Each vendor received:
· 500k images for training
· 50k for benchmark evaluation
· Metrics: Recall, precision, false negative rate, inference time
After baseline testing, vendors were allowed to fine-tune models.
Step 4: Observed Results After Testing
|
Vendor
|
Claimed Recall
|
Baseline Recall
|
Recall After Fine-Tuning
|
| A |
99,1% |
94,0% |
96,2% |
| B |
99,3% |
94,5% |
98,3% ✅ |
| C |
98,8% |
93,2% |
97,9% |
The model YOLOv8 by vendor B showed the strongest performance gain after secure fine-tuning on the car manufacturer’s real production data, outperforming other baseline metrics. None of the vendors reached 99%, however, the car manufacturer hopes to further improve the model through additional edge-case data and fine-tuning.
Step 5: Business Case – Cost of Missed Defects
Assumptions:
· Annual production: 1 million vehicles
· Welds per vehicle: ~6.000
· Defect rate = 0,1%
· Total welds/year: 6 billion i.e. 6 million weld defects
· Manual system defect escape rate: 5% → 300.000 undetected defects/year
· Cost per missed weld defect (rework, scrap, warranty, safety recall): €30
· False alarm costs are considered negligible due to semi automated rework and equal precision of about >95% across all vendors
Missed defect costs dominate the total cost of ownership and drive vendor selection:
|
Strategy
|
Recall
|
Missed Defects
|
Missed Cost
|
Edge Device and initial Setup Cost
|
Total Annual Cost
|
| Human + rule based |
~95,0% |
300.000 |
€9,0m |
€0 |
€9,0m |
| Vendor A |
96,2% |
228.000 |
€6,8m |
€1,2m |
€8,0m |
| Vendor B ✅ |
98,3% |
102.000 |
€3,1m |
€1,5m |
€4,6m
|
| Vendor C |
97,9% |
126.000 |
€3,8m |
€1,4m |
€5,2m |
Step 6: Decision – Full Inline AI Deployment with Vendor B
Vendor B’s YOLOv8 model outperformed DSF-YOLO and FasterRCNN after secure fine-tuning, achieving almost 99% recall at sub-10 ms latency per image on edge. This is not yet up to the required standard, but after more labeling and re-training on edge cases, Andreas hopes to further improve and achieve the desired performance. So the car manufacturer decides to select Vendor B for inline weld inspection at full takt time.

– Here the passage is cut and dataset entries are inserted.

PR #1817, opened 2025-02-11
chore: remove component specific tokens in favor of more general

rssilva:
## Description of the change

- Remove component specific tokens in favor of global ones

## Type of change


packages/theme/src/__tests__/__snapshots__/theme.test.tsx.snap
```diff
@@ -51,7 +47,15 @@ exports[`Theme matches the default theme 1`] = `
     "bgError": "#FEF2F2",
     "bgInfo": "#EBEDFF",
     "bgPrimary": "#FFFFFF",
+    "bgPrimaryActive": "#F8FAFC",
```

Estimated annual savings: over €4m plus improved product quality & traceability.
Disclaimer:
The persona, figures, performance metrics, and financial assumptions in this case study are fictional and simplified to reflect realistic industry logic. This case is designed to illustrate AI benchmarking and does not reflect actual vendor performance or contractual outcomes.